---------- RECORDED DATA

PR #1206, opened 2026-08-01
fix(products): disable seller query for invalid pubkeys

maximotodev:
## Problem

One application path can construct an invalid Nostr author filter when
authenticated user state is unavailable:

    ProductsTab
      → useProductsByPubkey(user?.pubkey || '', true)
      → productsByPubkeyQueryOptions('')
      → fetchProductsByPubkey('')
      → authors: ['']

NDK rejects the empty author before making the relay request.

## Change

Add `enabled: isValidHexKey(pubkey)` to the shared
`productsByPubkeyQueryOptions()` configuration.

This keeps consumers using these options as-is, including
`useProductsByPubkey()`, inactive until the seller identity is a valid
64-character hexadecimal pubkey.

The lower-level `fetchProductsByPubkey()` semantics remain unchanged.

## Tests

Added focused coverage verifying that the query is:

- disabled for an empty pubkey;
- disabled for a malformed nonempty pubkey;
- enabled for a valid hexadecimal pubkey.

Validation:

- Prettier: passed
- focused test: 3 passed, 0 failed

## Scope

This fixes one confirmed application path capable of producing an empty
`authors` filter. It does not establish this path as the Telegram
reporter's exact runtime failure or as the sole cause of the broader
profile-loading behavior.

Related to #970.

### DIFF
--- a/src/queries/__tests__/productsByPubkeyQueryOptions.test.ts
+++ b/src/queries/__tests__/productsByPubkeyQueryOptions.test.ts
@@ -1,0 +1,24 @@
+import { describe, expect, test } from 'bun:test'
+import { productsByPubkeyQueryOptions } from '../products'
+
+const VALID_PUBKEY = 'a'.repeat(64)
+
+describe('productsByPubkeyQueryOptions', () => {
+	test('disables the query while the pubkey is empty', () => {
+		const options = productsByPubkeyQueryOptions('', true)
+
+		expect(options.enabled).toBe(false)
+	})
+
+	test('disables the query for a malformed pubkey', () => {
+		const options = productsByPubkeyQueryOptions('not-a-valid-pubkey')
+
+		expect(options.enabled).toBe(false)
+	})
+
+	test('enables the query for a valid hex pubkey', () => {
+		const options = productsByPubkeyQueryOptions(VALID_PUBKEY)
+
+		expect(options.enabled).toBe(true)
+	})
+})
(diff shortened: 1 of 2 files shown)


Franchovy (approved):
Simple, test-covered and focused fix. Happy for this to be merged.

Franchovy:
**Review: PR #1206 — disable seller query for invalid pubkeys**

Scope: 2 files, +26 lines. Adds `enabled: isValidHexKey(pubkey)` to `productsByPubkeyQueryOptions` so the query no longer fires for empty/malformed pubkeys, plus a focused `bun:test` suite.

**Verification**
- `src/queries/products.tsx:374` — gate uses `isValidHexKey` (`HEX_KEYS_REGEX = /^(?:[0-9a-fA-F]{64})$/`), consistent with existing validation in `src/lib/stores/cart.ts` (lines 189/666/1351) and `src/queries/products.tsx` siblings. ✓
- Callers all pass hex pubkeys or `''`:
  - `ProfilePage.tsx:58-65` already validates `isValidHexKey` before passing, and passes `profilePubkey ?? ''` → empty now disables instead of firing a relay query. ✓ Strictly safer.
  - `FeaturedUserCard.tsx:30` passes hex `pubkeyString`; own `enabled: !!userPubkey` gate remains — no regression.
  - `useProductsByPubkey` callers (`ProductsTab`, `dashboard/index`, `receiving-payments`) pass `user?.pubkey || ''` / `userPubkey` — empty now correctly disables. ✓
- New tests pass (3/3). `prettier --check` clean. `git diff --check` clean.

**Findings**
🟡 nit — `src/queries/__tests__/productsByPubkeyQueryOptions.test.ts:8`: the empty-pubkey case passes `includeHidden: true` while the malformed/valid cases use the default. Harmless, but inconsistent for a test that only asserts `enabled`; pick one and keep it uniform.
🟡 nit — tests only assert `enabled`; a one-line assertion that `queryKey`/`queryFn` are still present would guard against a future refactor silently dropping them. Optional.

No security, privacy, payment-lifecycle, project-boundary, or scope-creep concerns. The change is a clean defensive improvement that prevents relay reads with empty/invalid pubkeys, aligned with `src/queries/AGENTS.md` ("Validate… before treating… as application state"; "Surface loading/empty… rather than silently converting").

**Verdict: APPROVE** (nits optional).

Franchovy:
Handling the feature here in #1207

--------------------

* **WHAT THIS TASK INVOLVES**: Transcribe every line of the records exactly, please.

* **RESULT OF THIS EXERCISE**:
PR #1206, opened 2026-08-01
fix(products): disable seller query for invalid pubkeys

maximotodev:
## Problem

One application path can construct an invalid Nostr author filter when
authenticated user state is unavailable:

    ProductsTab
      → useProductsByPubkey(user?.pubkey || '', true)
      → productsByPubkeyQueryOptions('')
      → fetchProductsByPubkey('')
      → authors: ['']

NDK rejects the empty author before making the relay request.

## Change

Add `enabled: isValidHexKey(pubkey)` to the shared
`productsByPubkeyQueryOptions()` configuration.

This keeps consumers using these options as-is, including
`useProductsByPubkey()`, inactive until the seller identity is a valid
64-character hexadecimal pubkey.

The lower-level `fetchProductsByPubkey()` semantics remain unchanged.

## Tests

Added focused coverage verifying that the query is:

- disabled for an empty pubkey;
- disabled for a malformed nonempty pubkey;
- enabled for a valid hexadecimal pubkey.

Validation:

- Prettier: passed
- focused test: 3 passed, 0 failed

## Scope

This fixes one confirmed application path capable of producing an empty
`authors` filter. It does not establish this path as the Telegram
reporter's exact runtime failure or as the sole cause of the broader
profile-loading behavior.

Related to #970.

### DIFF
--- a/src/queries/__tests__/productsByPubkeyQueryOptions.test.ts
+++ b/src/queries/__tests__/productsByPubkeyQueryOptions.test.ts
@@ -1,0 +1,24 @@
+import { describe, expect, test } from 'bun:test'
+import { productsByPubkeyQueryOptions } from '../products'
+
+const VALID_PUBKEY = 'a'.repeat(64)
+
+describe('productsByPubkeyQueryOptions', () => {
+	test('disables the query while the pubkey is empty', () => {
+		const options = productsByPubkeyQueryOptions('', true)
+
+		expect(options.enabled).toBe(false)
+	})
+
+	test('disables the query for a malformed pubkey', () => {
+		const options = productsByPubkeyQueryOptions('not-a-valid-pubkey')
+
+		expect(options.enabled).toBe(false)
+	})
+
+	test('enables the query for a valid hex pubkey', () => {
+		const options = productsByPubkeyQueryOptions(VALID_PUBKEY)
+
+		expect(options.enabled).toBe(true)
+	})
+})
(diff shortened: 1 of 2 files shown)


Franchovy (approved):
Simple, test-covered and focused fix. Happy for this to be merged.

Franchovy:
**Review: PR #1206 — disable seller query for invalid pubkeys**

Scope: 2 files, +26 lines. Adds `enabled: isValidHexKey(pubkey)` to `productsByPubkeyQueryOptions` so the query no longer fires for empty/malformed pubkeys, plus a focused `bun:test` suite.

**Verification**
- `src/queries/products.tsx:374` — gate uses `isValidHexKey` (`HEX_KEYS_REGEX = /^(?:[0-9a-fA-F]{64})$/`), consistent with existing validation in `src/lib/stores/cart.ts` (lines 189/666/1351) and `src/queries/products.tsx` siblings. ✓
- Callers all pass hex pubkeys or `''`:
  - `ProfilePage.tsx:58-65` already validates `isValidHexKey` before passing, and passes `profilePubkey ?? ''` → empty now disables instead of firing a relay query. ✓ Strictly safer.
  - `FeaturedUserCard.tsx:30` passes hex `pubkeyString`; own `enabled: !!userPubkey` gate remains — no regression.
  - `useProductsByPubkey` callers (`ProductsTab`, `dashboard/index`, `receiving-payments`) pass `user?.pubkey || ''` / `userPubkey` — empty now correctly disables. ✓
- New tests pass (3/3). `prettier --check` clean. `git diff --check` clean.

**Findings**
🟡 nit — `src/queries/__tests__/productsByPubkeyQueryOptions.test.ts:8`: the empty-pubkey case passes `includeHidden: true` while the malformed/valid cases use the default. Harmless, but inconsistent for a test that only asserts `enabled`; pick one and keep it uniform.
🟡 nit — tests only assert `enabled`; a one-line assertion that `queryKey`/`queryFn` are still present would guard against a future refactor silently dropping them. Optional.

No security, privacy, payment-lifecycle, project-boundary, or scope-creep concerns. The change is a clean defensive improvement that prevents relay reads with empty/invalid pubkeys, aligned with `src/queries/AGENTS.md` ("Validate… before treating… as application state"; "Surface loading/empty… rather than silently converting").

**Verdict: APPROVE** (nits optional).

Franchovy:
Handling the feature here in #1207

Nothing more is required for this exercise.